1. This site uses cookies. By continuing to use this site, you are agreeing to our use of cookies. Learn More.

Help me speed up my bot - rewards available

Discussion in 'Scripting' started by AVeryWetFish, May 16, 2017.

  1. AVeryWetFish

    AVeryWetFish Newbie

    Joined:
    Mar 8, 2017
    Messages:
    2
    Likes Received:
    0
    Gender:
    Male
    I’ve got a custom written script that is pulling data from a website fairly frequently. The website is massive, most of you would have heard of it - though I strongly doubt anyone here has done anything like this. I've hit a point where I'm at a loss how to speed things up (latency is very important for me). From what I can see by manipulating and mutating some URL parameters I can avoid being returned cached data from Akamai - but I've noticed strange behaviour I can't explain.

    From my experiments/experience if I run the script using the same pool of proxies using multiple threads, querying around once per a second (per thread) there can be 3-20 seconds delays between each thread acknowledging the change (while still querying once a second). Also, even once a thread gets the newest data, the next query from the same thread (but different proxy) can return the old data. This is a pretty massive delay for me as I'm being beaten by competitors. The cache headers returned from the query show it’s probably not being cached (Expiry - Date = 90) which matches the cache control they're using.

    List of things I've tried (with limited success):
    1. The obvious no-cache headers
    2. Appending a random parameter/value to the URL (has no effect - I have to mutate and randomly generate the url to avoid Akamai's cache)
    3. Try different locations for the proxies (EU/USA/Russia/China - no single location seems to be the best.)

    (I've tried countless other things - but won't list them here. I'm hoping for a niche thing that someone with a lot of experience could know to help).

    My understanding of distributed systems is limited and I might be missing something obvious - I originally assumed the data might be distributed, but from small things I’ve been noticing I’m not sure if this is the case.

    My code is private and I’m not going to share any of it here, sorry. The code itself is solid and there’s little I can do to speed it up. The program does the following:
    • Spawn multiple threads for each item type I’m searching for.
    • Each thread runs independently, using the shared pool of proxies that rotates after a single use.
    • Getting data from a url (in JSON)
    • Decoding and processing anything new from within it.

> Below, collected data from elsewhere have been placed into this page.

PR #55, opened 2016-12-16
Cleanup matplotlib imports Tickets/dm 8676

parejkoj:
Pulled matplotlib imports into the functions that use them and added logging. Now you can import meas_algorithms and still set the backend yourself!

### DIFF
--- a/python/lsst/meas/algorithms/utils.py
+++ b/python/lsst/meas/algorithms/utils.py
@@ -46,10 +46,6 @@ from lsst.afw.image.utils import CalibNoThrow
 
 keptPlots = False                       # Have we arranged to keep spatial plots open?
 
-#
-# This should be provided by the mapper.  The details are camera-specific and
-#
-
 
 def splitId(oid, asDict=True):
 


python/lsst/meas/algorithms/objectSizeStarSelector.py
```diff
@@ -430,21 +428,35 @@ def selectStars(self, exposure, sourceCat, matches=None):
         centers, clusterId = _kcenters(width, nCluster=4, useMedian=True,
                                        widthStdAllowed=self.config.widthStdAllowed)
 
-        if display and plotMagSize and pyplot:
-            fig = plot(mag, width, centers, clusterId,
-                       magType=self.config.sourceFluxField.split(".")[-1].title(),
-                       marker="+", markersize=3, markeredgewidth=None, ltype=':', clear=True)
-        else:
-            fig = None
-
```
r-owen: Why did you remove this code? I'm sure we can live without it, but I am curious. I think it would work to leave it in and call self._plot. Is it because of all that event handling code that was not called previously?

python/lsst/meas/algorithms/objectSizeStarSelector.py
```diff
@@ -430,21 +428,35 @@ def selectStars(self, exposure, sourceCat, matches=None):
...
+        goodSources = [s for g, s in zip(good, sourceCat) if g]
+        for isStellar, source in zip(stellar, goodSources):
+            if isStellar:
+                starCat.append(source)
+
+        return Struct(
+            starCat=starCat,
+        )
+
+    def _plot(self, display, displayExposure, exposure, plotMagSize, mag, width,
```
r-owen: Making this a separate method is probably wise (though I'm sorry all that event handling is needed; it seems far too details for diagnostic plots, and like it belongs in the display library, not here). However, I find the design confusing in that:
- The main interface for plotting is to call to the private `_plot` method, which then calls a public `plot` function. It feels backwards to have to call private code which calls public code; usually things go the other way -- a public function will call a private function for some implementation. Some renaming would help.
- Please add a doc string to the `_plot` method. It's not clear to me what some of the arguments are.

python/lsst/meas/algorithms/objectSizeStarSelector.py
parejkoj: That didn't get removed, just moved to `self._plot()`. The silly `fig=None` was removed, though.

python/lsst/meas/algorithms/objectSizeStarSelector.py
parejkoj: Hmm... in the interest of not mucking with this mess any more than I have to, I'm going to get rid of the private _plot() method I made (which may have changed how the plots were created), and just keep the moved matplotlib import.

    For any reasonable suggestion that makes an noticeable speed/performance improvement I’d happily send of a minimum of $50 BTC, probably more depending on the effect. Post any suggestions/tips below and I’ll let you know how they go.
     
  2. Repulsor

    Repulsor Power Member

    Joined:
    Jun 11, 2013
    Messages:
    766
    Likes Received:
    275
    Location:
    PHP Scripting ;)
    When you say script, are we talking about a PHP script? I guess yes. Have you done any unit tests or bench marking to see what takes the most time?
    What level of optimization are we talking about here. Shaving seconds of a process which takes a minute? Or shaving seconds of a process which just takes few seconds? The latter would be hard obviously.

    We should start from benchmarking to see where the bottleneck is and start from there. Also is the process data write intensive? Is DB the actual bottle neck? Or pulling data is? Are you using anything like Gearman for handling threads?

    Well, a lot of things that can matter.